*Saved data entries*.
++++

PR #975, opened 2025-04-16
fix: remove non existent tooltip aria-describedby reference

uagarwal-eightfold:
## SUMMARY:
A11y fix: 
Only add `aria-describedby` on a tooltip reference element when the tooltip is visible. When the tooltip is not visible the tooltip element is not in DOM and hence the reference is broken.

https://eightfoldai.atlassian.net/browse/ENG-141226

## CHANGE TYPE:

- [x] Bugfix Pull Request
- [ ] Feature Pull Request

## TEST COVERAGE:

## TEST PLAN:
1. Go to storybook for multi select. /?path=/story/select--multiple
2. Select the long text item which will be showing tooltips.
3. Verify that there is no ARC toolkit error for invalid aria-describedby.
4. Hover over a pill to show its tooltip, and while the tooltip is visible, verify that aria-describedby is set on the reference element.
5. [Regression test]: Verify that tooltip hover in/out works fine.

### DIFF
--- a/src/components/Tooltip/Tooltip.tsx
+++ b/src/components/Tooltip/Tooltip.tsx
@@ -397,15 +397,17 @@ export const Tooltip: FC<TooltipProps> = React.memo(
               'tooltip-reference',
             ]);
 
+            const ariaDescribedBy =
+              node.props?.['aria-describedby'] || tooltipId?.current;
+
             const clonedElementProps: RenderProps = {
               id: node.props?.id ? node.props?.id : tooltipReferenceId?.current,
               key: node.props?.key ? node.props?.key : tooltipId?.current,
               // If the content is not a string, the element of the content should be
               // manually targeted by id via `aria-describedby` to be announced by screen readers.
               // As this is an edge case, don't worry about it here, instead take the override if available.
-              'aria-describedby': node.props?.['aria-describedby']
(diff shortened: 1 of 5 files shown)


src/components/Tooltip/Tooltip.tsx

++++

*TASK DETAILS*. Line by line, transcribe all of the records exactly.

*WORKED SOLUTION*.
PR #975, opened 2025-04-16
fix: remove non existent tooltip aria-describedby reference

uagarwal-eightfold:
## SUMMARY:
A11y fix: 
Only add `aria-describedby` on a tooltip reference element when the tooltip is visible. When the tooltip is not visible the tooltip element is not in DOM and hence the reference is broken.

https://eightfoldai.atlassian.net/browse/ENG-141226

## CHANGE TYPE:

- [x] Bugfix Pull Request
- [ ] Feature Pull Request

## TEST COVERAGE:

## TEST PLAN:
1. Go to storybook for multi select. /?path=/story/select--multiple
2. Select the long text item which will be showing tooltips.
3. Verify that there is no ARC toolkit error for invalid aria-describedby.
4. Hover over a pill to show its tooltip, and while the tooltip is visible, verify that aria-describedby is set on the reference element.
5. [Regression test]: Verify that tooltip hover in/out works fine.

### DIFF
--- a/src/components/Tooltip/Tooltip.tsx
+++ b/src/components/Tooltip/Tooltip.tsx
@@ -397,15 +397,17 @@ export const Tooltip: FC<TooltipProps> = React.memo(
               'tooltip-reference',
             ]);
 
+            const ariaDescribedBy =
+              node.props?.['aria-describedby'] || tooltipId?.current;
+
             const clonedElementProps: RenderProps = {
               id: node.props?.id ? node.props?.id : tooltipReferenceId?.current,
               key: node.props?.key ? node.props?.key : tooltipId?.current,
               // If the content is not a string, the element of the content should be
               // manually targeted by id via `aria-describedby` to be announced by screen readers.
               // As this is an edge case, don't worry about it here, instead take the override if available.
-              'aria-describedby': node.props?.['aria-describedby']
(diff shortened: 1 of 5 files shown)


src/components/Tooltip/Tooltip.tsx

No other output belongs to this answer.